Providing Barcode Priors
The PAML decoder computes the posterior probability that the decision it made was correct for each classified read, that probability depends on a set of priors. If the 5 libraries were pooled in non uniform concentrations we will expect the portion of reads classified to each read group to match those proportions. A prior on the barcode prevalence distribution can be provided for each possible code declared in the codec
directive using the concentration
parameter. For convenience the priors do not have to be specified as normalized probabilities. Pheniqs will normalize them when compiling the instructions to sum up to 1.0 minus the value of the noise
parameter.
{ "sample": { "transform": { "token": [ "1::8" ] }, "codec": { "@AGGCAGAA": { "barcode": [ "AGGCAGAA" ], "concentration": 2 }, "@CGTACTAG": { "barcode": [ "CGTACTAG" ] }, "@GGACTCCT": { "barcode": [ "GGACTCCT" ] }, "@TAAGGCGA": { "barcode": [ "TAAGGCGA" ] }, "@TCCTGAGC": { "barcode": [ "TCCTGAGC" ] } } "algorithm": "pamld", "noise": 0.02, "confidence threshold": 0.95, } }
Example 1.9 Adding a prior to one of the code words when declaring a
sample
decoder directive. Since the priors are automatically normalized and default to 1, this declaration effectively states that we expect twice as many reads to be classified to @AGGCAGAA than the other 4 read groups.
Minimum Distance Decoding
Pheniqs can also be instructed to decode the barcodes using the traditional minimum distance decoder, that only consults the edit distance between the expected and observed sequence, by setting the sample decoder algorithm
directive to mdd
. The MDD decoder however ignores the presence of noise and the error probabilities provided by the sequencing instrument and does not compute or report the classification error probability. It is provided for legacy purposes but PAMLD will yield superior results in almost every real world scenario.
Speeding things up
As we mentioned before reading input from CRAM or BAM input can be faster than reading from gzip compressed FASTQ files. If your first step was to package the 3 split FASTQ files into a CRAM file, as shown in Example 1.3, you can use that file as input.

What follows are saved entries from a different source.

PR #2838, opened 2026-03-18
POLIOPM-531: add preparedness scores endpoint

quang-le:

DS need to get the preparedness score for a round at a specific date. This requires a dedicated endpoint since the logic is hard to replicate and the cached spreadsheets hard to parse

### Related JIRA tickets

POLIOPM-531

## Changes

- Add `scores` action to preparedness dashboard endpoint:
   - filters cached sheets by url and date
   - raises if a queryparam is missing (to avoid DB overheating)
   - computes scores for the selected sheet 
- Add tests for the whole viewset 

## How to test

test the endpoint with Django Web API

## Print screen / video

N/A


plugins/polio/api/dashboards/preparedness_dashboard.py
```diff
@@ -1,8 +1,61 @@
...
+from iaso.api.common import HasPermission
 from plugins.polio.models import Campaign, CampaignType
-from plugins.polio.preparedness.summary import get_or_set_preparedness_cache_for_round
+from plugins.polio.models.base import Round, SpreadSheetImport
+from plugins.polio.permissions import POLIO_CONFIG_PERMISSION, POLIO_PERMISSION
+from plugins.polio.preparedness.parser import get_preparedness
+from plugins.polio.preparedness.summary import get_or_set_preparedness_cache_for_round, preparedness_summary
+
+
+class PreparednessScoreFilter(django_filters.rest_framework.FilterSet):
```
hugo093: if possible, put that in a separate file `filters.py`

plugins/polio/api/dashboards/preparedness_dashboard.py
```diff
@@ -19,3 +72,21 @@ def list(self, request):
...
+
+    @action(
+        detail=False,
+        methods=["get"],
+        permission_classes=[HasPermission(POLIO_PERMISSION, POLIO_CONFIG_PERMISSION)],
+    )
+    def score(self, request, **kwargs):
+        missing_params = [p for p in ("url", "date") if p not in request.query_params]
+        if missing_params:
+            raise ValidationError({p: f"Missing mandatory filter query parameter: '{p}'" for p in missing_params})
```
hugo093: use a serializer for that ?

plugins/polio/api/dashboards/preparedness_dashboard.py
```diff
@@ -1,8 +1,61 @@
...
 from plugins.polio.models import Campaign, CampaignType
-from plugins.polio.preparedness.summary import get_or_set_preparedness_cache_for_round
+from plugins.polio.models.base import Round, SpreadSheetImport
+from plugins.polio.permissions import POLIO_CONFIG_PERMISSION, POLIO_PERMISSION
+from plugins.polio.preparedness.parser import get_preparedness
+from plugins.polio.preparedness.summary import get_or_set_preparedness_cache_for_round, preparedness_summary
+
+
+class PreparednessScoreFilter(django_filters.rest_framework.FilterSet):
+    url = django_filters.CharFilter(method="filter_url")  # campaign + round number or spreadsheet url?
```
hugo093: you could do it another way: 

```
class Meta: 
    model = SpreadSheetImport
    fields = ["url"]
```

plugins/polio/api/dashboards/preparedness_dashboard.py
```diff
@@ -1,8 +1,61 @@
...
+        If we pick a later date, we risk showing cache data that meets the objectives
+        """
+
+        queryset = queryset.filter(created_at__lte=value)
+        if queryset.exists():
+            return queryset.order_by("-created_at")[:1]
+        return queryset.none()
+
+
+class PreparednessScoreSerializer(serializers.Serializer):
```
hugo093: if possible, put that in a separate `serializers.py` file

plugins/polio/api/dashboards/preparedness_dashboard.py
```diff
@@ -1,8 +1,61 @@
...
+from plugins.polio.models.base import Round, SpreadSheetImport
+from plugins.polio.permissions import POLIO_CONFIG_PERMISSION, POLIO_PERMISSION
+from plugins.polio.preparedness.parser import get_preparedness
+from plugins.polio.preparedness.summary import get_or_set_preparedness_cache_for_round, preparedness_summary
+
+
+class PreparednessScoreFilter(django_filters.rest_framework.FilterSet):
+    url = django_filters.CharFilter(method="filter_url")  # campaign + round number or spreadsheet url?
+    date = django_filters.DateFilter(
+        method="filter_date", lookup_expr="lte", input_formats=settings.API_DATE_INPUT_FORMATS
```
hugo093: lookup_expr is ignored there and could be removed

plugins/polio/api/dashboards/preparedness_dashboard.py
```diff
@@ -1,8 +1,61 @@
...
+
+    def filter_date(self, queryset, name, value):
+        """This filter returns a quersyet with a single object in it.
+        Ideally we cached data on the reference date. But if for some reason the snapshot failed, we want the closest cache entry BEFORE the date.
+        That's because it's used to see the score of campaigns that missed the preparedness objectives on the reference date.
+        If we pick a later date, we risk showing cache data that meets the objectives
+        """
+
+        queryset = queryset.filter(created_at__lte=value)
+        if queryset.exists():
```
hugo093: do we really need this extra query ? If it doesn't exists [:1] would return an empty "list" anyway

plugins/polio/api/dashboards/preparedness_dashboard.py
```diff
@@ -19,3 +72,21 @@ def list(self, request):
...
+    @action(
+        detail=False,
+        methods=["get"],
+        permission_classes=[HasPermission(POLIO_PERMISSION, POLIO_CONFIG_PERMISSION)],
+    )
+    def score(self, request, **kwargs):
+        missing_params = [p for p in ("url", "date") if p not in request.query_params]
+        if missing_params:
+            raise ValidationError({p: f"Missing mandatory filter query parameter: '{p}'" for p in missing_params})
+        queryset = SpreadSheetImport.objects.all()
```
hugo093: we could reuse what DRF does with list action and just override the get_queryset(), get_serializer_class() method per action 

```python
def get_queryset(self):
      if self.action == "score":
           return SpreadSheetImport.objects.all

def get_serializer_class(self):
      if self.action == "score":
           return PreparednessScoreSerializer

@action(filter_backends=[PreparednessScoreFilter])
def score(....):
     params_serializer = ParamSerializer(data=request.data)
      
     serializer = self.get_serializer(queryset.first())
```

plugins/polio/api/dashboards/preparedness_dashboard.py
```diff
@@ -1,8 +1,61 @@
...
+            return queryset.order_by("-created_at")[:1]
+        return queryset.none()
+
+
+class PreparednessScoreSerializer(serializers.Serializer):
+    campaign_details = serializers.SerializerMethodField()
+    scores = serializers.SerializerMethodField()
+
+    def get_campaign_details(self, obj: SpreadSheetImport):
+        round_qs = Round.objects.filter(preparedness_spreadsheet_url=obj.url).select_related("campaign")
```
hugo093: I know that right now this serializer is used for one instance only, but it  might trigger N+1 query problem later if we use it for multiple items. Try to tweak the prefetch_related in the initial queryset and fetch the attr from there?

plugins/polio/api/dashboards/preparedness_dashboard.py
```diff
@@ -1,8 +1,61 @@
...
+        if round_qs.count() > 1:
+            rounds_list = list(round_qs.values_list("id", flat=True))
+            raise Exception(f"Found more than one round for url:{rounds_list}")
+        if not round_qs.exists():
+            return {}
+        round = round_qs.first()
+        return {"round_id": round.id, "round_number": round.number, "campaign": round.campaign.obr_name}
```
hugo093: We could do as well Round.objects.filter().select_related().only('id', 'number', 'campaign').all() and from there check python wise the list len and so on, without triggering exists(), first(), count()

plugins/polio/api/dashboards/preparedness_dashboard.py
```diff
@@ -1,8 +1,61 @@
...
+
+class PreparednessScoreSerializer(serializers.Serializer):
+    campaign_details = serializers.SerializerMethodField()
+    scores = serializers.SerializerMethodField()
+
+    def get_campaign_details(self, obj: SpreadSheetImport):
+        round_qs = Round.objects.filter(preparedness_spreadsheet_url=obj.url).select_related("campaign")
+        if round_qs.count() > 1:
+            rounds_list = list(round_qs.values_list("id", flat=True))
+            raise Exception(f"Found more than one round for url:{rounds_list}")
```
hugo093: Maybe it's not possible, but imho it should be in the validate process and raise a ValidationError

plugins/polio/tests/api/preparedness_dashboard/test_views.py
```diff
@@ -0,0 +1,303 @@
...
+    "items": PREPAREDNESS_LIST_ITEM_SCHEMA,
+}
+
+
+class PreparednessDashboardListAPITestCase(PreparednessDashboardAPIBase):
+    @mock.patch("plugins.polio.api.dashboards.preparedness_dashboard.get_or_set_preparedness_cache_for_round")
+    def test_list_returns_preparedness_for_polio_campaigns(self, mock_get_cache):
+        mock_get_cache.return_value = {"campaign_obr_name": "test-campaign", "round": "Round1", "score": 80}
+
+        self.client.force_authenticate(self.user_polio)
```
hugo093: repeated in every test, put it in setUp

hugo093 (changes requested):
Good quick job, just a few changes to make it cleaner and more efficient imho

plugins/polio/api/dashboards/preparedness_dashboard.py
quang-le: I opted for a solution where I fetch the round for the single `SpreadsheetImport` and annotate the object with the `Round` fields  I return, so it's tricky to move this to the serializer's validation

hugo093 (approved):
LGTM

{ "input": [ "000000000-BDGGG_raw.cram", "000000000-BDGGG_raw.cram", "000000000-BDGGG_raw.cram" ], "template": { "transform": { "token": [ "0::", "2::" ] } }, "sample": { "transform": { "token": [ "1::8" ] }, "codec": { "@AGGCAGAA": { "barcode": [ "AGGCAGAA" ] }, "@CGTACTAG": { "barcode": [ "CGTACTAG" ] }, "@GGACTCCT": { "barcode": [ "GGACTCCT" ] }, "@TAAGGCGA": { "barcode": [ "TAAGGCGA" ] }, "@TCCTGAGC": { "barcode": [ "TCCTGAGC" ] } } "algorithm": "pamld", "noise": 0.02, "confidence threshold": 0.95, }, "CN": "CGSB", "DT": "2018-02-25T07:00:00+00:00", "PI": "300", "PL": "ILLUMINA", "PM": "miseq", "SM": "trinidad", "flowcell id": "000000000-BDGGG", "flowcell lane number": 1 }
Example 1.10 modifying Example 1.7 to take the CRAM file created in Example 1.3 as input. When declaring interleaved input you specify the file path as many times as the interleaving resolution. The interleaving resolution is the number of consecutive segments of the same read that have been interleaved into the file. In this example we expect every read to have 3 consecutive segments.
The output from Example 1.10 will be identical to the output from Example 1.7 shown in Example 1.8 but unlike Example 1.7 the decoding speed will scale linearly with the number of computational cores available until the system’s I/O throughput becomes saturated.